# ELS Conversion on Weiss 1127



## ivel03 (Jan 1, 2023)

I have started the conversion of adding an ELS onto my lathe.  Here are some pics of the progress:






I'm happy with the stepper motor mount - it is very rigid.  I plan on doing a bit more fit and finish on the stepper mount.  The encoder mount i'm redoing b/c the bracket kicks slightly sideways, the bracket is way larger than it needs to be and i don't like it - oh and i thought of a much easier way to build it after i completed it.  

Excuse the mess - i'm sure many have been in this situation mid-project.


----------



## Ulma Doctor (Jan 1, 2023)

very nice! 
i'm looking forward to seeing the progression


----------



## markba633csi (Jan 1, 2023)

Any reason why the wider belt for the encoder?  If anything, I would think you would want a wide one for the leadscrew and a skinny one for the encoder, seeing as how  the encoder requires little power to turn it


----------



## ivel03 (Jan 1, 2023)

markba633csi said:


> Any reason why the wider belt for the encoder?  If anything, I would think you would want a wide one for the leadscrew and a skinny one for the encoder, seeing as how  the encoder requires little power to turn it



Good question.  The existing 40 tooth gear on the spindle is compatible with an M5 belt.  That width for the encoder belt was the first one that i came up with that was compatible with the components. 

The belt is temporary for the stepper motor - i have a 15mm wide belt coming to replace that.  I didn't realize i ordered narrow belts for the stepper motor - i had swapped the pulleys a few times.

I did a SWAG on the belt lengths and ordered a few of each as i didn't know the exact lengths as i didn't have the pulleys or anything yet.  Some of the guesses were highly scientific - based what sizes others used while looking at pics to see if it looked proportionally the same as my lathe!


----------



## markba633csi (Jan 2, 2023)

I figured you might still be in the prototyping phase


----------



## Laz (Jan 3, 2023)

Thanks so much for the Photos.  My lathe does not have the hole in the casing either.  I like the way you mounted the stepper motor.  I will use that on mine.  Much better than mounting it out front.


----------



## WobblyHand (Jan 3, 2023)

So far, it's looking good!  Since the motor is in a different configuration, might have to fool around with rotation sense, but that's easy to accommodate.  When I set mine up, it took a little bit to realize that some changes would be necessary.  My first setup cut left hand screws initially!  I mounted a marker in a tool holder and watched the spiral form and was puzzled until I realized it was left handed...


----------



## ivel03 (Jan 3, 2023)

markba633csi said:


> I figured you might still be in the prototyping phase


Definitely in the prototyping phase.  It's easy to get confused when you add and remove many pulleys and belts from your cart to get all of the components compatible with each other.

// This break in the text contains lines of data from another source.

PR #426, opened 2019-07-05
Simplify walk

### LINKED ISSUE #410: Why is 'walk' implemented the way it is?
When trying to work around #409, my first thought was to add a walk function for NemoKern that looks in self._kern_schedule instead of self._children, but then I noticed that walk has a very strange implementation:
```
    def walk(self, children, my_type):
        for child in children:
...
            local_list += self.walk(child.children, my_type)
        return local_list
```
Notice that 'self' is only used to determine the walk function used (which as far as I can see is always Node.walk), the parameter children can be something else. That leads to odd calls:
```
nodes = self.root.walk(self.root.children, ...)
```
Why is it not implemented by taking 'children' from self:
```
 def walk(self, my_type):
        for child in self.children:
...
```
then it could be called as
```
nodes = self.root.walk(...)
```
I know there are calls in the form:
```
all_nodes = self.walk(self.root.children, Node)
```
but considering that there appears to be only one walk implementation, I can't see a problem this being changed to:
```
all_nodes = self.root.walk(self.root.children, Node)
```
which would then also allow this to be called as:
```
all_nodes = self.root.walk(Node)
```
with this implementation.

Main reason why I ask: with this implementation I could then overwrite NemoKern.walk to do what I want it to do :to work around #409)

I am happy to discuss this next time we meet, it's not urgent for me.

hiker:
This fixes #410. It's mostly a straight-forward simplification, e.g.:
```
-    if node.walk([node], excluded_node_types):
+    if node.walk(excluded_node_types):
```
Only exception is the function NemoKern.match:
```
        nodes = node.walk((CodeBlock, NemoLoop))
        # 'node' can be returned as part of the walk, remove it:
        if node in nodes:
            nodes.remove(node)
        if nodes:
            # A kernel cannot contain unrecognised code (including IO
            # operations and routine calls) or loops.
            return False
```
The fact that node.walk() can include node itself causes the tests to fail, so this is the one function where I had to handle this explicitly.

And FYI: I also tried some performance optimisation by supplying the result list as parameter to walk (to avoid the frequent creation of local lists as return value, and concatenation of lists) - but while the run time difference was neglectable, the 'old' implementation that concatenates list was always just a bit faster.


hiker:
I just realised that I must have branched that off the variable-access branch (pull request #424). Since I am too lazy to rebase (and this is really not urgent), I'll wait with this till $424 is merged.

And it appears that the nemo test can be changed to:
```
         nodes = node.walk((CodeBlock, NemoLoop))
         # 'node' is always contained in the result of walk. So if there is one
         # more CodeBlock or NemoLoop, return False.
        if len(nodes)>1:
             # A kernel cannot contain unrecognised code (including IO
             # operations and routine calls) or loops.
             return False
```
I admit I am not sure if 'nodes' is indeed always contained in the result of walk tbh - the tests all seems to work, but it should be confirmed - the current code (removing the node if it is) is 'safer'. Let me know which variant you prefer.

hiker:
I am going to rebase this on master and open a new pull request, this was off a very strange branch 😱

Issue #438, opened 2019-07-15
Fix pytest ExceptionInfo strings


sergisiso:
Pytest 5.0 changed the ExceptionInfo objects returned by pytest.raises (https://docs.pytest.org/en/latest/changelog.html).

This breaks many of PSyclone tests that contain a `str(error)` expression after a pytest.raises from a clean pip installation or if you do a pip update.

A quick fix is limiting pytest to version < 5.0, but the proper fix requires updating the tests.

arporter:
I've been naughty and already done this fix as part of work on another Issue. (I hadn't realised it was pytest that had changed - I just went ahead and fixed the failing tests.) However, it would be nicer if we did it as a separate PR so I propose we keep this Issue open.

arporter:
Just to correct what I said earlier - it turns out that the fix I thought I'd done was actually in fparser, not in PSyclone.

rupertford:
Created branch 438_fix_pytest_strings

arporter:
#573 is merged.

PR #439, opened 2019-07-15
Issue #438. Pytest quick fix

sergisiso:
Limits pytest version in order to work with new pip installations. See #438.

(also, I am wondering if this is related with the codecov issues we are having)


sergisiso:
@rupertford @arporter At the moment master is broken if used with a clean pip install or update, this should fix it. This issue was not raised by travis because they use a slightly older version of pip 19.0, but it happens with the virtualenv pip 19.1. It should be ready for review when all test pass.

sergisiso:
I manually submitted a codecov report using the codecov cli tool, if this is in master I belive it will report coverage tests again :)

image

sergisiso:
@arporter I added the Warning in the Getting Going, there are other references to pytest which I haven't modified but I think it's better to keep this simple and leave the issue #438 opened until we fix it properly, then we can remove the version limit and the Warning.

arporter:
Thanks for tweaking the documentation and I agree - there's no point going to town on it (i.e. making sure we cover everywhere py.test is mentioned.

arporter:
Oh, and well done for fixing CodeCov! You'll have to explain to me what you did (tomorrow perhaps).

Issue #433, opened 2019-07-09
psyir fortran backend does not support nemo implicit loops


rupertford:
The nemo api extends the PSyIR to include a NemoImplicitLoop. The PSyIR Fortran back-end should be able to output such loops.

Issue #432, opened 2019-07-09
the psyir fortran back end does not support the nemo_invoke node


rupertford:

arporter:
This should have been closed when #476 was merged.

Issue #429, opened 2019-07-09
Write all lines for multi-line code blocks


rupertford:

For those following along - i mentioned in another thread that the PM 1022/1030 lathes have a whole in the casting where you can stuff the motors in there as does many Grizzly lathes but unfortunately the end of mine is solid.  I assume that webbing adds some rigidity so i didn't feel comfortable cutting a big hole in it so i had no choice but to mount it pointing out.  This will necessitate a modification to the cover and be the most noticeable change in appearance of the lathe.   This will be similar to the implementation that @ttabbal did on his 1127.  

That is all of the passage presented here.